Assignment: When a line in the data below includes "editor", count it; then give only the total.

_ _ _ _

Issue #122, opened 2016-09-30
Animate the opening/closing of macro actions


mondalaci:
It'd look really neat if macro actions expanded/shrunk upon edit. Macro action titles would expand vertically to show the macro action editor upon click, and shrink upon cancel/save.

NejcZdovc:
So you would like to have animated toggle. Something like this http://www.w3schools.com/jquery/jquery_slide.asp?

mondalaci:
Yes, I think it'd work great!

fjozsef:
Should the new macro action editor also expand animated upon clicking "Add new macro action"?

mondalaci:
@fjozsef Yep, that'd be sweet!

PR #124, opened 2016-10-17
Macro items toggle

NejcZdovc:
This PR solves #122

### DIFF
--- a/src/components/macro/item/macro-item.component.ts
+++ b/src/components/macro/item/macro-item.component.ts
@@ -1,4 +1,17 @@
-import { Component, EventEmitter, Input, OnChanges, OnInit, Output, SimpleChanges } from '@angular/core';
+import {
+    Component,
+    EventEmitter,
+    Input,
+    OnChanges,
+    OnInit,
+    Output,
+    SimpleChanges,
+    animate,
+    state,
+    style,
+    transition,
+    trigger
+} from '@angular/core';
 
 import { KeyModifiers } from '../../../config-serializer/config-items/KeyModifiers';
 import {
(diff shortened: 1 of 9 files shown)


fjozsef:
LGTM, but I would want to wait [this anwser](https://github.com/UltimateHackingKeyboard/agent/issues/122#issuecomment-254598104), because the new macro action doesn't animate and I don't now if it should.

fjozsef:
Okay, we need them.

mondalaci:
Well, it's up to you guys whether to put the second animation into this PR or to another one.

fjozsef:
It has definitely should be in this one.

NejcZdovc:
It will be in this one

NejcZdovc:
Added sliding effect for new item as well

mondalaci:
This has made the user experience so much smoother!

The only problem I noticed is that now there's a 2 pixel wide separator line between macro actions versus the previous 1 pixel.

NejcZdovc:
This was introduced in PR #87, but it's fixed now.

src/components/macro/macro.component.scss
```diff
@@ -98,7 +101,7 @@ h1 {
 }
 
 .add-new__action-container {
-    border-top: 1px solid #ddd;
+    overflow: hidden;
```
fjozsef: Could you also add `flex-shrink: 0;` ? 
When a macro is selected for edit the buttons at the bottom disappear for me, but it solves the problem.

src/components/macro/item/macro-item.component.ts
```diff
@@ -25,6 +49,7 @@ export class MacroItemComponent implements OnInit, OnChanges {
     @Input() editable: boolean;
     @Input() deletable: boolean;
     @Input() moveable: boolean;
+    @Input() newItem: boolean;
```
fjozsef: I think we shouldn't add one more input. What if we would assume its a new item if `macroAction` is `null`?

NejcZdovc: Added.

_ _ _ _

Output for this task: 2